This weekend I’m going to have the great pleasure of heading down to the High Museum of Art in Atlanta, GA to see the work of one amazingly talented guy and fellow South Carolinian: Grainger McKoy. Oh, and there is this other fellow named Pablo something or other who has a showing there as well.
Grainger McKoy carves birds. Lots of birds. Flocks of birds. Birds rising. Birds battling venomous snakes. Birds skimming the water’s surface. Each carving tells a dramatic story.
The first thing that you need to know is that these aren’t just some old guy’s hunting decoys: They are modern masterpieces. Not only is this plain-spoken artist able to transform a block of wood into a breathtaking freeze-frame of bird behavior, but his attention to detail is insane. Grainger McKoy carves and paints each individual feather, which he then inserts it into the wings and body. Can you imagine?
In preparation for my trip down to see the show, I was re-listening to a lecture that he gave a few years ago now. At the end of the talk, I was really struck by something that the artist said. To paraphrase: “When I was younger I thought that I could be better than God, or at least as good as God. As I’ve grown older, I’ve realized that all I am doing is plagiarizing nature. That I can’t even carve a single feather as good as the real thing. It is humbling.”

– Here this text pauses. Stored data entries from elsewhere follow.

PR #176, opened 2018-10-03
Preload window title bar

amaroks:
Solves ticket [#8922](https://chartiq.kanbanize.com/ctrl_board/18/cards/8922/comments)

PR #236, opened 2018-11-12
8922 preload titlebar

sgd2z:
**Resolves issue [8922](https://chartiq.kanbanize.com/ctrl_board/18/cards/8922/details)**

**Description of change**
- Redid Mody's changes to the new seed develop. See https://github.com/ChartIQ/finsemble-seed/pull/176
- Also requires Finsemble PR - https://github.com/ChartIQ/finsemble/pull/980

**Description of testing**
- Verified that the titlebar preloads and functions on the titlebar work.
- Note that existing components when reloaded after this change will not have titlebars. So need to clear cache or close those.


src-built-in/components/windowTitleBar/src/windowTitleBar.jsx
```diff
@@ -1,434 +1,11 @@
...
-	storeExports.initialize(function () {
-		HeaderActions = storeExports.Actions;
-		windowTitleBarStore = storeExports.getStore();
-		ReactDOM.render(<WindowTitleBar />, document.getElementById("FSBLHeader"));
-	});
-}
+function init() {
+	if (window.headerLoaded) return;
+	window.headerLoaded = true;
+	require("./windowTitleBar2.jsx");
```
carterbs: rename this file to `entry.jsx` and keep the other as windowTitleBar.jsx. Then change the webpack. titlebar and titlebar2 is   gross.

carterbs:
@sgd2z 

> Note that existing components when reloaded after this change will not have titlebars. So need to clear cache or close those.

Is this an absolute? We can't live with that. Citadel won't be happy with this. Why can't we add the preload in there if it doesn't exist?

carterbs:
@sgd2z followup question, why is there an entry file at all?

carterbs:
Was done more recently because of electron support. closing.

PR #237, opened 2018-11-12
10551 - Clean localStorageAdapter.js

d4hines:
**Resolves issue [10551](https://chartiq.kanbanize.com/ctrl_board/18/cards/10551/details)**

**Description of change**
- Removed unsanitized call to RegExp, replacing it with `string.startsWith()`.
  - For a performance analysis, see https://jsperf.com/string-startswith-vs-regex-caret
  - Gist is that `string.startsWith()` can be slower, but only by a factor of at most 2.

**Description of testing**
- I verified the `this.keys()` method still returned the appropriate results after the fix.


d4hines:
I'm not really sure if this is what you wanted, but I'll give it a shot. I added some validation and docs to `this.keys`. How does that look? Or did you mean refactor the whole module?

carterbs:
Looks great. Ready for terry

PR #240, opened 2018-11-13
10383 favorite toolbar pins and folder renaming

clausjs:
**Resolves issue [10406](https://chartiq.kanbanize.com/ctrl_board/18/cards/10383/subtasks)**

**Description of change**
- Removes the folder rename dialog when a repeated name is encountered. Instead the submission goes through and automatically appends "(1)" to the name
- When an app is added/removed from favorites a pin is added/removed from the toolbar

**Description of testing**
- Ensure that adding/removing an app from favorites in the launcher adds/removes a pin from the toolbar.
-  Ensure that when trying to rename a folder, a repeated name cannot be used


DanNicolai:
Tested and good to go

It is amazing what time immersed in the study of nature will do for one’s soul.
Those of us who are committed to an honest (tricky), artistic representation of nature are all plagiarizers aren’t we? We find ourselves getting lost in the myriad forms, colors, patterns and expressions of ingenuity and celebrate it all through the outpouring of our hearts. Although we don’t like to admit it, and perhaps we’ve never thought of it this way before, the label seems right to me. Personal arrogance aside, there is a lot of truth to Grainger McKoy’s words. At the very least, it is a thought worth considering.

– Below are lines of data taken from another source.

PR #243, opened 2018-11-13
[AppLauncher] [AppCatalog] View app info

amaroks:
**Resolves issue [#10407](https://chartiq.kanbanize.com/ctrl_board/18/cards/10407/details)**

**Description of change**
- Modified Welcome component id to match one in appd
- Transmit `viewApp` whenever user clicks on `view info`
- Listen for `viewApp` events in appCatalog app.jsx

**Description of testing**
Open launcher and catalog, open welcome app actions menu and click on `view info`, app catalog should be brought to front and switched to welcome app info page.

### DIFF
--- a/configs/application/config.json
+++ b/configs/application/config.json
@@ -28,7 +28,7 @@
 									"apps": {
 										"1": {
 											"name": "Welcome",
-											"appID": "1"
+											"appID": "welcome-comp"
 										},
 										"2": {
 											"name": "Getting Started Tutorial",
@@ -53,8 +53,8 @@
 							}
 						},
 						"appDefinitions": {
-							"1": {
-								"appID": "1",
+							"welcome-comp": {
+								"appID": "welcome-comp",
 								"name": "Welcome",
 								"source": "FDC3",
 								"tags": [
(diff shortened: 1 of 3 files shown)


DanNicolai:
@amaroks this only seems to work if the catalog is already open. Otherwise, the catalog will open but stays on its homepage with the carousels.

Can you make it so that if the catalog isn't open, it still redirects to the info page?

clausjs:
@DanNicolai test again but _only_ using the Welcome Component. The catalog is a list of prospective apps (dummy data for now) where as the launcher is a list of real added, launchable apps. The Welcome Component is really the only thing they share

DanNicolai:
Tested again using only welcome component but got the same result:
1) Open Launcher
2) Open Welcome component's context menu, select "View Info"
3) Catalog opens, but stays on the carousel page. It should be on the Showcase page.

DanNicolai:
Retested and is working properly now.

clausjs:
@amaroks I added a delay from the callback of spawning an app catalog and calling the router to transmit a message. This gives enough time to initialize the component but is small enough that when the catalog is already spawned, the delay will not feel too long. There might be a better way to do this, but you should have a look and see if you approve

The great Tom Lehrer wrote (as part of his song ‘Lobachevsky‘)…
“PLAGIARIZE – let no-one else’s work evade-yer-eyes.”
Nature does it best…I once heard an Orchid Judge in a conference in Houston say “they’ve really improved on nature here”: I just drifted away.
Almost forgot – those carvings are astonishing, not just for the detail but for the sheer ‘life’ they radiate.
Paul
He really does have a “feel” for the movement of animals. Ironically, during the lecture, he points out that he cheated a little on the sculpture above. Copperheads don’t actually have prehensile tails but he needed a way to connect the tempered steel rod that he runs through his animals for rigidity. You should listen to the lecture. He is such a genuine person.